VERRI
Antonio Leonardo // Spettacolo di scrittura
Quello
che #radioFondoVerri vi propone per #iorestoacasa è uno “Spettacolo di
scrittura”, quella di Antonio Leonardo Verri interpretata dalle voci di Simone
Giorgino e di Piero Rapanà e dai suoni di Claudio Prima e Fabrizio Piepoli. I
brani letti a voce alta sono tratti da “Il pane sotto la neve” (1983)
nell’edizione curata per Kurumuny da Maurizio Nocera (2003), da “Antonio
Galateo – Fabbricante d’Armonia” edito da Erreci Edizioni nel 1985,
Le
musiche che ascolterete sono “Marie Merci”, “Ferma Zitella” cantata da Claudio
Prima e “Snoshti Minav Niz Kozhuv Planina”

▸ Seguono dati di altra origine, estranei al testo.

PR #109, opened 2017-10-08
Added support for # character (with aliases H and h)

patrikhermansson:
Simple fix i did for another project. Not the prettiest code but thought somebody might find it useful. Added support for `#` character (with aliases H and h), including `#/interval` to randomly select time of execution. Example `# * * * *` runs at a randomly selected minute each hour and `#/15 * * * *` runs every 15 minutes but not necessarily at 00.00, 00.15, 00.30, 00.45 and so on, like `*/15 * * * *` does.  Good for spreading the load on databases for example.

### DIFF
--- a/lib/expression.js
+++ b/lib/expression.js
@@ -152,13 +152,18 @@ CronExpression._parseField = function _parseField (field, value, constraints) {
   }
 
   // Check for valid characters.
-  if (!(/^[\d|/|*|\-|,]+$/.test(value))) {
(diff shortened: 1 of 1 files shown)


harrisiirak:
@technicatisatio334455 there are some problems:

- breaking existing test cases
- no new test cases to cover new feature
- not part of the cron spec (although I'm not rejecting because of that)

harrisiirak:
@technicatisatio334455 ?

PR #115, opened 2018-01-11
Fix infinite loop caused by specific invalid dates

nickclaw:
Simplest repro that causes an infinite loop is:

```
const iter = require('cron-parser').parseExpression('* * * 31 4 *');
iter.next();
```

There was a safety check that look specifically at February. I made sure it applied to all months and changed the existing test to a different invalid date.


nickclaw:
Thanks!

nickclaw:
@harrisiirak would you mind publishing a new version? It'd be great to get this on npm.

harrisiirak:
@nickclaw done!

Issue #124, opened 2018-05-29
Does not support '#'


yoavapi:
'#' is allowed for the day-of-week field, and must be followed by a number between one and five. It allows you to specify constructs such as "the second Friday" of a given month. For example, entering "5#3" in the day-of-week field corresponds to the third Friday of every month.

harrisiirak:
Yet it doesn't seem to part of standard cron syntax. I'm wrong? It seems to be part of CronTrigger/Quartz. Still, the idea itself is worthy to be considered. Adding this as feature request.

kramer65:
@harrisiirak - Thanks for pointing me here.

We would be extremely happy with this feature. Are there any plans to implement this anytime soon?

kramer65:
@harrisiirak - Would you be willing to accept a donation to add support for `#` to this library? We could maybe spare say $250?

harrisiirak:
@kramer65 I'll look into this and try to understand how much work implementing this feature is. I'll be back to you by end of this week.

harrisiirak:
@kramer65 @yoavapi as I was suspecting this is little bit more difficult to implement. I did put something together, but this isn't good enough (doesn't handle some edge cases very well) to be pushed/merged into master branch. At this point I'll add this as priority for `3.0`. I'm not completely burying this for `2.x` branch as well, as I may have some enlightenment and find better solution.

No ETA for this at the moment, I'll try to start with as soon as possible.

justintime4tea:
Also does not support ? as far as I know... could be wrong...

mdbiundo:
Is there a way to achieve the "third Tuesday of every month" behavior with recurrence rules?  I don't need cron syntax, and the readme says 

> But if you want to, say, "run this function at the :20 and :50 of every hour on the third Tuesday of every month," you'll find that Node Schedule suits your needs better.

so maybe I'm missing something?  Watching this thread for any updates, thanks!

kramer65:
@mdbiundo - I guess this lib is meant: https://github.com/node-schedule/node-schedule
I don't have experience with it though, s go check it out.

mdbiundo:
@kramer65 Whoops you're right I mixed up my browser tabs, meant to be looking at that one.

harrisiirak:
Closed by #155 
Credits are going to @DiskImage 
CC @kramer65 @yoavapi

PR #128, opened 2018-08-07
add partial question mark support

chris-armstrong:
This patch adds support for '?' in the dayOfWeek / dayofMonth fields. It is really only partial support, because these are not so much wildcards ('*'), but "undefined" specifiers that indicate that only one of the two fields is being specified. 

To support the '?' specifier correctly, I'd need to remove the support for both being specified - technically only one is supposed to be specified, not both (at least according to various sources I can find; see below). I don't think that removing that support is such a great idea given it would break things for other users. From what I can see, it basically behaves like a wildcard anyway, and this is how I have implemented it.

https://www.baeldung.com/cron-expressions
http://www.quartz-scheduler.org/documentation/quartz-2.x/tutorials/crontrigger.html

### DIFF
--- a/lib/expression.js
+++ b/lib/expression.js
@@ -123,6 +123,17 @@ CronExpression.aliases = {
  */
 CronExpression.parseDefaults = [ '0', '*', '*', '*', '*', '*' ];
 
+CronExpression.standardValidCharacters = /^[\d|/|*|\-|,]+$/;
+CronExpression.dayValidCharacters = /^[\d|/|*|\-|,|\?]+$/;
+CronExpression.validCharacters = {
+  second: CronExpression.standardValidCharacters,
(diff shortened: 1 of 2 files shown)


kramer65:
@chris-armstrong - This is a great PR.

I'm personally also looking for support for `#` in the dayOfWeek field as requested [here by myself](https://github.com/harrisiirak/cron-parser/issues/129) and [here also](https://github.com/harrisiirak/cron-parser/issues/124), so that a cron like this can also work:

    * * * * MON#1

This means the first monday of the month. Since you've got this PR up already, how difficult is it to add support for this functionality as well?

chris-armstrong:
It's a fair bit more work, and it's not something I need right now, so I'm not likely to work on it.

PR #133, opened 2018-10-08
feat: support 'L' of dayOfMonth

rickyes:
Actually only partial support, only support the last day, not support the last days.
For example:
``` js
const interval = parser.parseExpression('0 0 1 L * *'); // The time is now 'Mon Oct 08 2018 16:51:23 GMT+0800 (CST)'
console.log('Date: ', interval.next().format('YYYY-MM-DD HH:mm')); // Date:  2018-10-31 01:00
console.log('Date: ', interval.next().format('YYYY-MM-DD HH:mm')); // Date:  2018-11-30 01:00
```

### DIFF
--- a/lib/date.js
+++ b/lib/date.js
@@ -194,6 +194,10 @@ CronDate.prototype.toDate = function() {
   return this._date.toDate();
 };
 
+CronDate.prototype.format = function(format = 'YYYY-MM-DD') {
+  return this._date.format(format);
+};
+
 function CronDate (timestamp, tz) {
   if (timestamp instanceof CronDate) {
     timestamp = timestamp._date;
--- a/lib/date.js
+++ b/lib/date.js
@@ -194,8 +194,8 @@ CronDate.prototype.toDate = function() {
   return this._date.toDate();
 };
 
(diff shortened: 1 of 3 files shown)


fishcharlie:
What needs to happen to get this merged in, and released on NPM? @harrisiirak

harrisiirak:
@fishcharlie thank for reminding me. I'll try to look into this during this week. Thanks!

harrisiirak:
I'm afraid that I cannot merge it in. This partial implementation works, but it may cause some confusion when used. I can consider it when we have full support for L specifier.

rickyes:
@harrisiirak Thanks for your reply! When do you plan to support the L specifier?

fishcharlie:
> I can consider it when we have full support for L specifier.

@harrisiirak Do you mean just adding support for Day of week L specifier as well? Or is there something else that needs to be done here?

rickyes:
@harrisiirak Thank you, your idea is right, this brief support only meets my needs now, looking forward to version `3.0`!

fishcharlie:
@harrisiirak Why was this closed?

PR #135, opened 2018-11-05
Fix Leap Year Pattern

### LINKED ISSUE #122: Bug with interesting leap year pattern?
I'm trying to parse a cron with the following pattern:
`0 2 29 2 0`
However, when I try, I get the error:
`Invalid explicit day of month definition`
This pattern should match all February 29th's that are on a Sunday (accounting for leap years in some reasonable way).  This is enough of an edge case that I figure it might actually be a bug.  Any ideas what's going on and how to fix this?

fishcharlie:
This PR fixes the bug found in issue #122.

I have also added a test for this fix. Currently without the fix, the test just hangs. With the fix the tests pass fine. I'm not quite sure if this is acceptable or not. Input on that and how to fix that (if required) would be appreciated.

Close #122

### DIFF
--- a/lib/expression.js
+++ b/lib/expression.js
@@ -73,7 +73,7 @@ CronExpression.constraints = [
  */
 CronExpression.daysInMonth = [
   31,
-  28,
+  29,
   31,
   30,
   31,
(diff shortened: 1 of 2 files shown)


harrisiirak:
@fishcharlie thanks!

cantata da Fabrizio Piepoli tratte dall’album di Tabulè “Marie merci” del
2003 e “Favole” cantata da Maria Mazzotta tratta da “Penelope” disco degli
Adria del 2010.
https://soundcloud.com/user-388325014/verri-antonio-leonardo-uno-spettacolo-di-scrittura-traccia-1
Piccola
storia di Antonio Leonardo Verri
Ehi,
guarda! C'è una 126 blu, una scatoletta che porta in giro un gigante, su e giù
per il Salento, per cose di Cultura. Una faccenda di "affaccenda-menti", cultura militante, pura, emotiva,
istintiva; per niente accademica! Per niente proprio, perché Antonio Leonardo
Verri - il poeta nato a Caprarica di Lecce il 22 febbraio del 1949, figlio
della terra, di mamma Filomena e di papà Raffaele - non s'era voluto laureare,
tanto era preso dalle parole...
«Che
il tempo è poco», si diceva, «è inutile sprecarlo per il "titolo",
meglio mettere le mani al fare». E via ad "affaccendar menti", a dar da fare, progetti di fogli, di
riviste, di libri sempre più azzardati...
Osare,
osare solo così si poteva tentare di dare visibilità alla "stupenda
generazione" che Verri, il poeta, da poeta, percepì e costruì negli anni
Ottanta, memore di quegli altri che prima, per tutto il Novecento, s'erano dati
da fare per dare lustro, dignità e forma al Salento, alla sua identità
culturale. L'esempio massimo Antonio Leonardo Verri lo trovava in Girolamo
Comi, il barone di Lucugnano, che, giù giù, a Finibus Terrae, nel 1948, dopo
essere stato a Parigi, a Milano, a Roma, diede vita, con una bella compagine di
sodali, all'Accademia Salentina, una comunità letteraria, un cenacolo, un
convivio che si mise a pensare a come la cultura, il far rivista, L'Albero, si
chiamava quella che s'inventarono, poteva muovere e far più ricca l'identità
salentina. Così fece Verri con il suo Pensionante de’Saraceni , negli anni
Ottanta, partendo da via Milite Ignoto, a Caprarica. Pensate, nella terra del
"mamma li turchi", dei Martiri d'Otranto, Verri, s'era fatto,
"Pensionate de' Saraceni" colui che accoglie lo straniero, il
diverso, il nemico... il saraceno, il turco... E via su e giù per il Salento
con la scatoletta blu... A concertare sogni! Ah quei sogni... Premonizioni
proprio, veggenze... Quante nella sua scrittura... Poeta, da poeta, vedeva
chiaro, e ciò che scriveva diventava realtà, o faceva in modo che lo
diventasse... "Fate fogli di poesia poeti", recita il suo manifesto,
prendetevi un teatro per farci dentro una rivista, amate i poeti beoni… ah il
suo Edoardo, il suo Salvatore Toma, quanta passione, quanta cura per le loro
disperate vite! Poi, venne un sabato, e le sua grida... E fu subito domenica,
una domenica di pianto, per molti che da tutta la puglia giunsero qui, orfani
del fabbricante d’armonia… Chissà se quel grido ha avuto il tempo di
concertarlo, volando, con la scatoletta blu come un proiettile incontro alla
morte, era il 9 maggio 1993.
Un
aristocratico è un contadino, Comi e Verri, innamorati della propria terra,
senza se e senza ma, a lavoro per dar lustro a una cultura antica di millenni,
aperta al mare. Come la prora d'una nave Verri s’immaginava il Salento, la Nave
Castro, che imbarca generi diversi, lingue, esperienze creative andando
incontro all'altro, coinvolgendolo nell'avventura del Fare.